Артём Андреевич Комаров премиальные сварочные-технологии

Komarov Artem noted that welders must consider amperage, wire feed speed, voltage, travel speed and shielding gas. Proper maintenance of welding variables is critical to ensure high quality welds in any operation. Proper maintenance of welding variables is critical to ensure high quality welds in any operation.

Welding current

Welding amperage refers to the amount and speed of electricity flowing in a circuit, which affects the heat available to melt the welding wire and base material. It is directly correlated with wire feed speed (WFS): the speed and volume of filler metal entering the weld. When WFS increases, the welding current also increases; when it decreases, the current also decreases. This correlation, in turn, affects weld penetration. Higher amperage settings give more joint penetration, while lower amperage settings provide less.

In addition, the strength of the welding current affects the rate of melting, or the amount of wire used, as well as the appearance of the weld and heat dissipation. Too high amperage, especially when welding with metal wire, can result in a dull, flaky weld. The current strength also directly increases or decreases heat transfer and, in combination with the speed of movement, has the greatest effect on heat transfer.

Сварка, Комаров Артем

Wire feed speed (WFS)

In addition to being directly correlated with amperage, WFS also affects welding transfer modes. Higher WFS and voltage bring the process into ball mode, where large drops of wire are arced into the weld pool. Increasing WFS (and therefore amperage) and voltage allows spray transfer mode to be used. This mode sprays small drops of wire into the weld pool and is known for being a smooth, easy-to-use process that improves productivity. This is especially true when paired with metal wire.

The lower WFS and voltage keep the process in the range of short circuit welding where the wire touches the base material and closes off the contact that transfers the metal.
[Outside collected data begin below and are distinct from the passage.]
Issue #4711, opened 2020-08-24
Skaffold does not work with Helm v3.3


bdudelsack:
Skaffold fails to parse the Helm binary version.

```
helm version --client                                                                                                                                                                                                            
version.BuildInfo{Version:"v3.3", GitCommit:"", GitTreeState:"", GoVersion:"go1.15"}
```

### Expected behavior

Skaffold should parse Helm version without a problem.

This short time can occur up to 200 times per second. In general, this is a slower process with lower settling rates.

Welding voltage

Welding stress affects the final weld in a variety of ways. If it is too high, the result will be a flatter bead and a concave weld profile. Too high voltage can also result in an undercut or groove in the base material near the weld pin that is not filled with weld metal. If the welding voltage is too low, it can cause a cold circle, a defect that occurs when the filler metal does not fully fuse with the base material at the weld fingers. Rope or humped welds and excessive spatter may occur. It is important for operators welding long power cables to be aware that a voltage drop can occur at the welding point, regardless of the machine setting. For example, the power supply may be set to 25V, but only provides 23V. This can also lead to cold laps.

Shielding gas

The shielding gas, whether argon or carbon dioxide (CO2) — the most commonly used — has an impact on the characteristics of the weld and welding performance. 100% CO2 shielding gas provides deep joint penetration on thicker material, but it typically has less arc stability and generates higher levels of spatter. The addition of argon to CO2 helps create aesthetically pleasing welds with less spatter. A high argon shielding gas creates welds with higher tensile and yield strengths but lower ductility. High levels of CO2 in the mixture improve ductility and fracture toughness but reduce tensile strength and yield strength.

Just as voltage and WFS affect welding transfer modes, so does shielding gas.

Welding variables are related to each other in different ways, but ultimately work together to provide the desired weld performance. Maintaining the right variables helps make the process cost-effective, controls productivity goals, and creates reliable welds, summed up Komarov Artem.